How do i know when a function body ends in assembly-CodePudding

I want to know when a function body end in assemby, for example in c you have this brakets {} that tell you when the function body start and when it ends but how do i know this in assembly?

Is there a parser that can extract me all the functions from assembly and start line and endline of their body?

CodePudding user response：

I wan't to know when a function body ends in assembly, [...]

There are mainly four ways that the execution of a stream of (userspace) instructions can "end":

An unconditional jump like jmp or a conditional one like Jcc (je,jnz,jg ...)
A ret instruction (meaning the end of a subroutine) which probably comes closest to the intent of your question (including the ExitProcess "ret" command)
The call of another "function"
An exception. Not a C style exception, but rather an exception like "Invalid instruction" or "Division by 0" which terminates the user space program

[...] for example in c you have this brakets {} that tell you when the function body start and when it ends but how do i know this in assembly?

Simple answer: you don't. On the machine level every address can (theoretically) be an entry point to a "function". So there is no unique entry point to a "function" other than defined - and you can define anything.

On a tangent, this relates to self-modifying code and viruses, but it must not. The exit/end is as described in the first part above.

Is there a parser that can extract me all the functions from assembly and start line and endline of their body?

Disassemblers create some kind of "functions" with entry and exit points. But they are merely assumed. No way to know if that assumption is correct. This may cause problems.

The usual approach is using a disassembler and the work to recombinate the stream of instructions to different "functions" remains to the person that mandated this task (vulgo: you). Some tools exist that claim to simplify this, but I cannot judge their efficacy.

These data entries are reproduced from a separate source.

PR #1650, opened 2019-10-23
Add keys() method to JavaScript wrappers of std::map

vadz:
As the commit message explains, this is very far from ideal, but then std containers typemaps for JS are in a rather sorry state. I don't have the possibility to change them all, unfortunately, but at least adding this method makes `map` usable in JS as previously it was simply impossible to find which elements it contained.

### DIFF
--- a/Examples/test-suite/javascript/li_std_map_runme.js
+++ b/Examples/test-suite/javascript/li_std_map_runme.js
@@ -1,0 +1,36 @@
+var li_std_map = require("li_std_map");
+
+var collectionSize = 20;
+var midCollection = collectionSize / 2;
+
+// Set up an string to int map
+var simap = new li_std_map.StringIntMap();
+for (var i = 0; i < collectionSize; i++) {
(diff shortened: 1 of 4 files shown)


wsfulton:
Hi @vadz. I'm afraid that this is more of a quick fix hack not suitable for the SWIG library so am rejecting it as is. 

`std::map` does not depend on `std::vector`. We should not add this dependency into the wrappers either. SWIG does not add in additional STL dependencies to any other STL containers and I don't think this approach should change.

What the other languages do is provide access to the keys via iterators or return the full set of keys using a language specific types. For example 
https://github.com/swig/swig/blob/7ba19e758632c8aeddcf82ddf48a05f34e218bc9/Lib/python/std_map.i#L213
https://github.com/swig/swig/blob/7ba19e758632c8aeddcf82ddf48a05f34e218bc9/Lib/ruby/std_map.i#L165
The same approach should be used for Javascript.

From the perspective of a high level language, there are decompilers that try to reverse the transformation from (for example) C to assembly/machine code that try to automatize that task and will work more or less or in some cases.

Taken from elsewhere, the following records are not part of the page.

PR #1651, opened 2019-10-23
Add minimal std::auto_ptr<> typemaps to JavaScript too

vadz:
Allow returning auto_ptr<> from wrapped functions.

Add a unit test checking minimal functionality and, if running under
"nodejs --expose-gc", that the objects are destroyed correctly.


wsfulton:
Merged, see commits 8c1c01f5e6550121715fdf3e1fb99b870450efc9...a9731251a4234a390993208098cdcef9c358372d

Issue #1647, opened 2019-10-21
/**/ sigfault SWIG when enabling -doxygen


ColinChargyBentley:
Hi,
When using SWIG 4.0.1 with -doxygen, if my code contains "/**/" sigfault with the following call stack:
```
#0  __strncpy_ssse3 () at ../sysdeps/x86_64/multiarch/strcpy-ssse3.S:2745
#1  0x0000555555590584 in DohNewStringWithSize (so=0x555555f67573, len=-1) at DOH/string.c:1115
#2  0x0000555555567add in yylook () at CParse/cscanner.c:457
#3  0x0000555555567cfd in yylex () at CParse/cscanner.c:556
#4  0x000055555556e081 in yyparse () at CParse/parser.c:4752
#5  0x000055555556cefa in Swig_cparse (f=0x7ffff7f53910) at CParse/parser.y:1235
#6  0x0000555555640436 in SWIG_main (argc=42, argv=0x555555959f70, tlm=0x555555944620 <modules+672>) at Modules/main.cxx:1194
```
Note than len is -1 because in#2:
- loc is "/**/"
- begin is 3
- end is 2

So end - begin = -1.
Such comments should be ignored and shloudn't trigger SWIG to crash.
In the meantime, I'll remove /**/ from my code.
Regards,
Colin Chargy

mcfarljm:
Fixed with PR #1656.

PR #1656, opened 2019-10-30
Fix doxygen crash with empty comment (Issue #1647)

mcfarljm:
Fix for Issue #1647.  Parsing "/**/" with -doxygen would result in a crash due to
calculation of comment start/end that does not work for an empty
comment.  Fixed by catching this case prior to processing.  Added
simple regression test to doxygen_basic_translate.


wsfulton:
Sorry about the multiple open/close I mistakenly did, but thank you for the contribution.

CodePudding user response：

There's no foolproof way, and there might not even be a well-defined correct answer in hand-written asm.

Usually (e.g. in compiler-generated code) you know a function ends when you see the next global symbol, like objdump does to decide when to print a new "banner". But without all function-start symbols being visible, there's no unambigious way. That's why some object file formats have room for size metadata associated with a symbol. Like .size foo, . - foo in GAS syntax.

It's not as easy as looking for a ret; some functions end with a jmp tail-call to another function. And some call a noreturn function like abort or __stack_chk_fail (not tailcall because they want to push a return address for a backtrace.) Or just fall off into whatever's next because that path had undefined behaviour in the source so the compiler assumed it wasn't reachable and stopped generating instructions for it, e.g. a C non-void function where execution can/does fall off the end without a return.

In general, assembly can blur the lines of what a function is.
Asm has features you can use to implement the high-level concept of a function, but you're not restricted to that.

e.g. multiple asm functions could all return by jumping to a common block of code that pops some registers before a ret. Is that shared tail a separate function that's called with a tail-called with a special calling convention?

Compilers don't usually do that, but humans could.

As for function entry points, usually some other code somewhere in the program will contain a call to it. But not necessarily; it might only be reachable via a table of function pointers, and you don't know that a block of .rodata holds function pointers until you find some code loading from it and calling or jumping.

But that doesn't work if the lowest-address instruction of the function isn't its entry point. See Does a function with instructions before the entry-point label cause problems for anything (linking)? for an example

Compilers don't generate code like that, but humans can. (It's a handy trick sometimes for https://codegolf.stackexchange.com/ questions.)

Or in the general case, a function might have multiple entry points. Or you could describe that as multiple functions with overlapping implementations. Sometimes it's as simple as one tailcalling another by falling into it without needing a jmp, i.e. it starts a few instructions before another.